*Prompt:* Every line of the following records that includes "struct" should be copied.

*Saved data entries:*
PR #758, opened 2020-03-17
Release version 9.2.0

albrow:


zeroex/orderwatch/order_watcher.go
```diff
@@ -919,82 +921,87 @@ func (w *Watcher) add(orderInfo *ordervalidator.AcceptedOrderInfo, validationBlo
...
+					// If we're already watching the order, that's fine in this case. Don't
+					// return an error.
+					return orderEvents, nil
+				}
+				if _, ok := err.(db.ConflictingOperationsError); ok {
+					logger.WithFields(logger.Fields{
+						"error": err.Error(),
+						"order": order,
+					}).Error("Failed to insert order into DB")
+					return orderEvents, nil
```
jalextowle: @albrow I may have missed something on your last PR, but I thought we were going to return an error here.

zeroex/asset_data_decoder.go
```diff
@@ -55,10 +68,20 @@ type ERC1155AssetData struct {
...
+	StaticCallData          []byte
+	ExpectedReturnHashData  [32]byte
 }
 
-// MultiAssetData represents an MultiAssetData
+type CheckGasPriceStaticCallData struct {
+	MaxGasPrice *big.Int
+}
+
+// MultiAssetData represents a MultiAssetData
```
jalextowle: Non-blocking: This file has a lot of the unproductive comments that I mentioned. We should delete this at some point.

zeroex/asset_data_decoder.go
```diff
@@ -20,6 +20,16 @@ const ERC721AssetDataID = "02571792"
 // ERC1155AssetDataID is the assetDataId for ERC721 tokens
 const ERC1155AssetDataID = "a7cb5fb7"
 
+// StaticCallAssetDataID is the assetDataId for staticcalls
```
jalextowle: Non-blocking: I used `assetDataId` here to keep it consistent with the rest of the file; however, we refer to these as `assetProxyIds` in the monorepo. I'd be in favor of following that convention instead.

meshdb/meshdb.go
```diff
@@ -568,6 +568,19 @@ func parseContractAddressesAndTokenIdsFromAssetData(assetData []byte, contractAd
...
+	case "StaticCall":
+		var decodedAssetData zeroex.StaticCallAssetData
+		err := assetDataDecoder.Decode(assetData, &decodedAssetData)
+		if err != nil {
+			return nil, err
+		}
+		// NOTE(jalextowle): As of right now, none of the supported staticcalls
+		// have important information in the StaticCallData. This will probably
+		// change, which may require addtional information from this case.
+		a := singleAssetData{
```
jalextowle: Now that I look at this again, there really isn't a reason to add this for the current staticcalls. We aren't watching any events from that address, so this will just waste space. It also doesn't really make sense in the context of the callbacks registered in the `setupOrders` function. This may change with future staticcalls. 

I'd be in favor of fixing this before the release (I'll make a PR after this review).

ethereum/contract_addresses.go
```diff
@@ -20,22 +20,13 @@ type ContractAddresses struct {
...
-	Exchange:            common.HexToAddress("0x48bacb9266a570d521063ef5dd96e61686dbe788"),
-	Coordinator:         common.HexToAddress("0x4d3d5c850dd5bd9d6f4adda3dd039a3c8054ca29"),
-	CoordinatorRegistry: common.HexToAddress("0xaa86dda78e9434aca114b6676fc742a18d15a1cc"),
-	DevUtils:            common.HexToAddress("0xa31e64ea55b9b6bbb9d6a676738e9a5b23149f84"),
-	WETH9:               common.HexToAddress("0x0b1ba0af832d7c05fd64161e0db78e85978e8082"),
-	ZRXToken:            common.HexToAddress("0x871dd7c2b4b25e1aa18728e9d5f2af4c4e431f5c"),
-	ChaiBridge:          common.HexToAddress("0x0000000000000000000000000000000000000000"),
-	ChaiToken:           common.HexToAddress("0x0000000000000000000000000000000000000000"),
-}
+// GanacheAddresses The addresses that the 0x contracts were deployed to on the Ganache snapshot (chainID = 1337).
```
jalextowle: Non-blocking: This is technically inaccurate because not all of these contracts are 0x contracts.

jalextowle: I suspect that even more of them will by non-0x contracts in the future.

zeroex/orderwatch/order_watcher.go
albrow: Sorry I made that change in a different spot here: https://github.com/0xProject/0x-mesh/pull/756/commits/536804815b797f5e63d0598b9e4f9a9e615e0542. We should probably return an error everywhere we log one in this function, but I don't think it should block the PR.

cmd/cut-release/main.go
```diff
@@ -115,6 +87,9 @@ func updateHardCodedVersions(version string) {
 	regex = `"version": "(.*)"`
 	updateFileWithRegex(browserPackageJSONPath, regex, newVersionString)
 	newBrowserLiteDependencyString := fmt.Sprintf(`"@0x/mesh-browser-lite": "^%s"`, version)
+	// NOTE(jalextowle): `@0x/mesh-browser` uses the local version of `@0x/mesh-browser-lite`
```
albrow: @jalextowle `@0x/mesh-browser-lite` has been published now. Do we need to change anything here?

jalextowle: Nope. This comment is a bit misleading. Basically, we’re just overwriting the “@0x/mesh-browser-lite” dependency so that it refers to the new version number (which means that @0x/mesh-browser-lite should be published to npm first).

zeroex/orderwatch/order_watcher.go
jalextowle: Yep, I agree. I saw the other changes and thought that might have happened. I can include these changes in my post-9.2.0 cleanup PR

Issue #425, opened 2019-09-26
Clean up scenario package


albrow:
There's some duplicated code in the `scenario` package involving how orders are created and balances/allowances are set up. It looks like it can potentially be cleaned up and/or de-duped.

albrow:
One more thing we should change is that the `scenario` package should offer methods for creating signed orders without setting approvals or balances. The tests in https://github.com/0xProject/0x-mesh/pull/476 could benefit from this because the code we are testing doesn't actually care about balances/allowances. However because of how the `scenario` package currently works we had no choice but to use blockchain life cycles and run the tests in serial instead of parallel.

albrow:
Another thing we should do is add support for creating many orders in one batch, without waiting for approvals/balances to be set for each order one at a time.

albrow:
Implemented in #779.

PR #760, opened 2020-03-17
Fix a bug in the ordersync pagination subprotocol

albrow:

*Output for this exercise:*
@@ -55,10 +68,20 @@ type ERC1155AssetData struct {
+type CheckGasPriceStaticCallData struct {
@@ -20,22 +20,13 @@ type ContractAddresses struct {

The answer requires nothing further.